• Приглашаем посетить наш сайт
    Полевой Н.А. (polevoy.lit-info.ru)
  • Григорьев А. А. - Страхову Н. Н., 20 марта 1862 г.

    275. Н. Н. СТРАХОВУ

    20 марта 1862. Оренбург

    Оренбург.

    1862 г. Марта 20.

    Ну - с чего же начать? С той ли казенной фразы, что сердце у меня все разбито? Глупо!.. Очевиднее и проще то, что виски мои побелели, что в бороде прибавилось две новых белых нитки... Да и это, собственно, к чему я говорю? Ты достаточно вызнал меня в последние недели моего жития в Петербурге... Все прежнее - нелепо, пьяно и нескладно, но я тебе тогда рассказывал... Напрасно не послушал ты меня тогда, когда я говорил тебе: Geh und bete!* Может быть, стена бы и разверзлась.
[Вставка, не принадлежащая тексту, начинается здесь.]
PR #705, opened 2024-01-31
Use crac to start faster

ianopolousfast:
@gunnarmorling I'm trying to get crac working with zulu jvm, but the maven build won't find jdk.crac package. Do I need to change the pom.xml? I can compile and run it fine in IntelliJ.

(GraalVM native-image doesn't support the vector api, hence this route)

### DIFF
--- a/prepare_ianopolousfast.sh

    Невыносимость положения пришла, впрочем, не оттуда, откуда ты пророчил. "Начальство" очень удобно переварило мое незаконное сожитие. Одного простого и откровенного объяснения** по поводу жалобы моей жены достаточно было, чтобы это дело юридически покончить. Но нравственно мне нисколько не стало от этого легче. Что это за несчастная судьба моя сталкиваться вечно с несчастными и навек погибшими (так или иначе) женскими натурами, с которыми ничего, ровно-таки ничего не поделаешь, хоть ты себе и им кол на голове теши.
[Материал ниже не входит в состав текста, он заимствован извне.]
PR #723, opened 2024-02-26
Naive Ruby & Go implementations

jbarrieault:
Trying a naive implementation in both Ruby and Go.

The implementation:
- creates a map of city -> min/max/count/sum
- reads the measurements file line by line
- sets/updates city key in the map using the line temperature data
- loops over the completed city map key/vals, calculating mean using the data then prints the result

Everything is serial.


jbarrieault:
😳

PR #725, opened 2024-03-03
More accurate file size estimate in create_measurements.py

danielpatrickdotdev:
The current estimate says it could be around twice the actual file size, and I was curious if I could improve on that.

This code should result in a fairly accurate estimate of the actual size (within ~1% from what I've seen). It'll never be perfect because of the random nature of the script, but maybe this is close enough?


gunnarmorling (approved):

gunnarmorling:
LGTM, merged. Thx, @danielpatrickdotdev!

PR #753, opened 2024-08-20
file encoding to utf8

kimmolinna:


JulianStremel:
came here to pull the same :)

    Зачем я ехал в Оренбург - и поехал бы - видит Бог - в Камчатку? Мне надоело, опротивело нищиться, должать безысходно... А тут стало повторяться то же самое.. . Почему? Что я - прокучиваю, что ли, много? Самые страшные загулы, девя-тидневия до скачущих из-под руки чортиков и растягивающихся в углу харь - не обходились мне дорого, ибо водка скверная, но сравнительно дешевая вещь. Бесхозяйство и самолюбие несчастной устюжской "барышни"1 - проклятая претензия жить не хуже других - да моя слабость все так же и так же тянули меня в омут. Слабость? Нет! я не был бы слаб, если бы она была моей женой... (Я ведь непременно бы сделал эту пошлость, если бы стал вдовцом.) Жену можно ограничить - но ограничить любовницу воспретит всегда гнусная деликатность развитого человека. Тут ведь всякое ограничение - упрек в падении - а она, бедная, и так постоянно страдала от своего падения.

    Страдала? но почему страдала? О! если б в этом страдании была хоть частица нравственного чувства. Три года жизни со мною не могли сделать того, чтобы она перестала говорить наивно мерзости - например, что она бы никогда не пошла замуж за человека, живя с которым, сама должна бы была стряпать. Да ведь не потому, чтобы она ленива была - нет! а потому, что это - стыдно.

    Ну, представь ты мою жизнь. Нахватал я уроков гибель - вот уж первое бесчестное дело, а ведь я ехал для того, чтобы стать и внешне-то честным человеком. Возвращение в 12 часов - чай, кофе, вечное нытье, безобразные ревности до того, что она раз возревновала меня к 12-летней девчонке. Зайдет кто-нибудь - сидишь с хорошим человеком, как на иголках, потому что, наверное, она уже в спальне ревет как оставленная и покинутая... Затем обед; затем опять на уроки, и в 7 часов опять возвратишься домой хуже всякой разбитой на ноги клячи... Сядешь за работу - опять нытье или капризы. От праздности, разумеется, - да что ж ты думаешь, не пытался я что ли вырвать ее из этой праздности? Все, брат, было в течение этих несчастных трех лет моей жизни. И Вильбуя (спроси Вильбую) принимался учить ее музыке, и я-то сам, исполняя ее желание, пытался учить ее по-французски (очень вишь нужно!). Да ведь учиться могут только те, которые находят смак в самом деле, а не потому только, что какая-то скуреха устюцкая на фортепьяно играет и по-французски говорит - а я, дескать, нет.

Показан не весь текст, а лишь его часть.